▸ **What to do**
Lines in the data below that contain the word "long" are to be copied.

---------------

PR #571, opened 2024-08-19
Add ruff rules UP for pyupgrade

cclauss:
https://docs.astral.sh/ruff/rules/#pyupgrade-up

% `ruff check --select=UP --statistics | sort -k2`
```
 2	UP008	[*] super-call-with-parameters
 1	UP009	[*] utf8-encoding-declaration
 1	UP015	[*] redundant-open-modes
 2	UP027	[*] unpacked-list-comprehension
19	UP030	[*] format-literals
17	UP032	[*] f-string
```
% `ruff check --select=UP --fix --unsafe-fixes`
```
Found 28 errors (21 fixed, 7 remaining).
```
% `ruff rule UP032`
# f-string (UP032)

Derived from the **pyupgrade** linter.

Fix is sometimes available.

## What it does
Checks for `str.format` calls that can be replaced with f-strings.

## Why is this bad?
f-strings are more readable and generally preferred over `str.format`
calls.

## Example
```python
"{}".format(foo)
```

Use instead:
```python
f"{foo}"
```

## References
- [Python documentation: f-strings](https://docs.python.org/3/reference/lexical_analysis.html#f-strings)

### DIFF
--- a/icepyx/core/APIformatting.py
+++ b/icepyx/core/APIformatting.py
@@ -84,11 +84,11 @@ def _fmt_readable_granules(dset, **kwds):
                 # use single character wildcards "?" for date strings
                 # and ATLAS granule region number
                 if dset in ("ATL07", "ATL10", "ATL20", "ATL21"):
-                    granule_name = "{0}-??_{1}_{2}{3}??_*".format(dset, 14 * "?", t, c)
+                    granule_name = "{}-??_{}_{}{}??_*".format(dset, 14 * "?", t, c)
                 elif dset in ("ATL11",):
-                    granule_name = "{0}_{1}??_*".format(dset, t)
+                    granule_name = f"{dset}_{t}??_*"
                 else:
-                    granule_name = "{0}_{1}_{2}{3}??_*".format(dset, 14 * "?", t, c)
+                    granule_name = "{}_{}_{}{}??_*".format(dset, 14 * "?", t, c)
                 # append the granule
                 readable_granule_list.append(granule_name)
     # extend with explicitly named files (full or partial)
--- a/icepyx/core/granules.py
+++ b/icepyx/core/granules.py
@@ -498,7 +498,7 @@ class Granules(EarthdataAuthMixin):
         # (could create confusion depending on whether download was interrupted or kernel restarted)
         order_fn = ".order_restart"
         if os.path.exists(order_fn):
-            with open(order_fn, "r") as fid:
+            with open(order_fn) as fid:
                 order_dat = json.load(fid)
                 self.orderIDs = order_dat["orderIDs"]
 
--- a/icepyx/core/query.py
+++ b/icepyx/core/query.py
@@ -136,12 +136,7 @@ class GenQuery:
             self._temporal = tp.Temporal(date_range, start_time, end_time)
 
     def __str__(self):
-        str = "Extent type: {0} \nCoordinates: {1}\nDate range: ({2}, {3})".format(
-            self._spatial._ext_type,
-            self._spatial._spatial_ext,
-            self._temporal._start,
-            self._temporal._end,
-        )
+        str = f"Extent type: {self._spatial._ext_type} \nCoordinates: {self._spatial._spatial_ext}\nDate range: ({self._temporal._start}, {self._temporal._end})"
         return str
 
     # ----------------------------------------------------------------------
@@ -442,9 +437,7 @@ class Query(GenQuery, EarthdataAuthMixin):
     # Properties
 
     def __str__(self):
-        str = "Product {2} v{3}\n{0}\nDate range {1}".format(
-            self.spatial_extent, self.dates, self.product, self.product_version
-        )
+        str = f"Product {self.product} v{self.product_version}\n{self.spatial_extent}\nDate range {self.dates}"
         return str
 
     @property
--- a/icepyx/quest/dataset_scripts/argo.py
+++ b/icepyx/quest/dataset_scripts/argo.py
@@ -56,9 +56,9 @@ class Argo(DataSet):
             df = "\n" + str(self.argodata.head())
         s = (
             "---Argo---\n"
-            "Parameters: {0}\n"
-            "Pressure range: {1}\n"
-            "Dataframe head: {2}".format(self.params, prange, df)
+            f"Parameters: {self.params}\n"
+            f"Pressure range: {prange}\n"
+            f"Dataframe head: {df}"
         )
 
         return s
@@ -115,7 +115,7 @@ class Argo(DataSet):
         coordinates_array = np.asarray(gdf.geometry[0].exterior.coords)
         x = ""
         for i in coordinates_array:
-            coord = "[{0},{1}]".format(i[0], i[1])
+            coord = f"[{i[0]},{i[1]}]"
             if x == "":
                 x = coord
             else:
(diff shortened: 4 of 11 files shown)


icepyx/core/APIformatting.py
```diff
@@ -84,11 +84,11 @@ def _fmt_readable_granules(dset, **kwds):
...
                 # and ATLAS granule region number
                 if dset in ("ATL07", "ATL10", "ATL20", "ATL21"):
-                    granule_name = "{0}-??_{1}_{2}{3}??_*".format(dset, 14 * "?", t, c)
+                    granule_name = "{}-??_{}_{}{}??_*".format(dset, 14 * "?", t, c)
                 elif dset in ("ATL11",):
-                    granule_name = "{0}_{1}??_*".format(dset, t)
+                    granule_name = f"{dset}_{t}??_*"
                 else:
-                    granule_name = "{0}_{1}_{2}{3}??_*".format(dset, 14 * "?", t, c)
+                    granule_name = "{}_{}_{}{}??_*".format(dset, 14 * "?", t, c)
```
mfisher87, line 91: Why was only 1/3 of these converted to f-string? :thinking:

icepyx/core/query.py
```diff
@@ -136,12 +136,7 @@ def __init__(
             self._temporal = tp.Temporal(date_range, start_time, end_time)
 
     def __str__(self):
-        str = "Extent type: {0} \nCoordinates: {1}\nDate range: ({2}, {3})".format(
-            self._spatial._ext_type,
-            self._spatial._spatial_ext,
-            self._temporal._start,
-            self._temporal._end,
-        )
+        str = f"Extent type: {self._spatial._ext_type} \nCoordinates: {self._spatial._spatial_ext}\nDate range: ({self._temporal._start}, {self._temporal._end})"
```
mfisher87, line 139: I personally find this a bit less readable. What about:
```suggestion
        str = (
            f"Extent type: {self._spatial._ext_type}"
            f"\nCoordinates: {self._spatial._spatial_ext}"
            f"\nDate range: ({self._temporal._start}, {self._temporal._end})"
        )
```

icepyx/core/query.py
```diff
@@ -442,9 +437,7 @@ def __init__(
     # Properties
 
     def __str__(self):
-        str = "Product {2} v{3}\n{0}\nDate range {1}".format(
-            self.spatial_extent, self.dates, self.product, self.product_version
-        )
+        str = f"Product {self.product} v{self.product_version}\n{self.spatial_extent}\nDate range {self.dates}"
```
mfisher87, line 440: Similar comment about readability!

icepyx/quest/dataset_scripts/argo.py
```diff
@@ -56,9 +56,9 @@ def __str__(self):
             df = "\n" + str(self.argodata.head())
         s = (
             "---Argo---\n"
-            "Parameters: {0}\n"
-            "Pressure range: {1}\n"
-            "Dataframe head: {2}".format(self.params, prange, df)
+            f"Parameters: {self.params}\n"
+            f"Pressure range: {prange}\n"
+            f"Dataframe head: {df}"
```
mfisher87, line 61: So much more readable. The implicit concatenation combined with `.format()` just weirds me out :)

icepyx/quest/dataset_scripts/argo.py
```diff
@@ -363,7 +361,7 @@ def _download_profile(
 
         # Consider any status other than 2xx an error
         if not resp.status_code // 100 == 2:
```
mfisher87, line 363: Thinking out loud, this just jumped out at me, but it's not part of the PR. I'd like to try to use `resp.ok` instead of this pattern eventually.

icepyx/core/query.py
cclauss: Funny that a repo that fails to set a ruff `line-length` wants to wrap lines.

icepyx/quest/dataset_scripts/argo.py
cclauss: This `if` covers 200, 201, 202, 299... -- https://requests.readthedocs.io/en/latest/api/#status-code-lookup

mfisher87: Oh, yeah, good point! Thanks.

icepyx/core/APIformatting.py
cclauss: If the conversion would make the line more difficult to read then the conversion will not be made.

icepyx/core/query.py
cclauss: `E501` is the ruff rule that enables `line-length` for the linter.  It is universally ignored in this repo.

icepyx/core/APIformatting.py
mfisher87: Personally, I think it'd be easier to read this one as an f-string! Just my opinion though :) I'm not requesting any changes though, just curious about why it did what it did.

```python
"{}_{}_{}{}??_*".format(dset, 14 * "?", t, c)
f"{dset}_{14 * '?'}_{t}{c}??_*"
f"{dset}_??????????????_{t}{c}??_*"  # I think I like this best haha
```

icepyx/core/query.py
mfisher87: That's not quite a complete description of the situation. `E501` is the "line too long rule", true. However, Ruff is a linter and formatter, and uses `line-length` for both, but `E501` only affects linting behavior. The reason why E501 was disabled is explained in the config file in a co-located comment. Please try for yourself! If you add a long line, the formatter will work as described above! This is the formatting that was applied for me:

```
-print("This is a very very very very very very very very very very very long line" + "And I want it to be formatted")
+print(
+    "This is a very very very very very very very very very very very long line"
+    + "And I want it to be formatted"
+)
```

icepyx/core/APIformatting.py
JessicaS11: > If the conversion would make the line more difficult to read then the conversion will not be made.

Any idea what these criteria are? I'm with Matt that I think the f-strings are clearer.

icepyx/core/granules.py
```diff
@@ -498,7 +498,7 @@ def download(self, verbose, path, restart=False):
         # (could create confusion depending on whether download was interrupted or kernel restarted)
         order_fn = ".order_restart"
         if os.path.exists(order_fn):
-            with open(order_fn, "r") as fid:
+            with open(order_fn) as fid:
```
JessicaS11, line 501: Why is being explicit not the preference here (even if "r" is default)?

mfisher87: I think it's considered well-known or intuitive that read mode is the default? I don't think I fully agree with this. "explicit is better than implicit" seems like a good enough reason to disable this rule, but this is pretty low-stakes IMO, so I don't feel strongly.

The rule docs (https://docs.astral.sh/ruff/rules/redundant-open-modes/) say:

> ## Why is this bad?
> Redundant `open` mode parameters are unnecessary and should be removed to avoid confusion.

Whenever I see "it's unnecessary" used as a justification, it's a yellow-flag in my mind. We do lots of things that are unnecessary to make our work more accessible or provide other value.

mfisher87:
@cclauss  I'm still interested in this PR, are you open to continuing?

mfisher87:
Related conversation happening here: https://github.com/icesat2py/icepyx/pull/572#issuecomment-2301441004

---------------

▸ **Task result**
mfisher87: That's not quite a complete description of the situation. `E501` is the "line too long rule", true. However, Ruff is a linter and formatter, and uses `line-length` for both, but `E501` only affects linting behavior. The reason why E501 was disabled is explained in the config file in a co-located comment. Please try for yourself! If you add a long line, the formatter will work as described above! This is the formatting that was applied for me:
-print("This is a very very very very very very very very very very very long line" + "And I want it to be formatted")
+    "This is a very very very very very very very very very very very long line"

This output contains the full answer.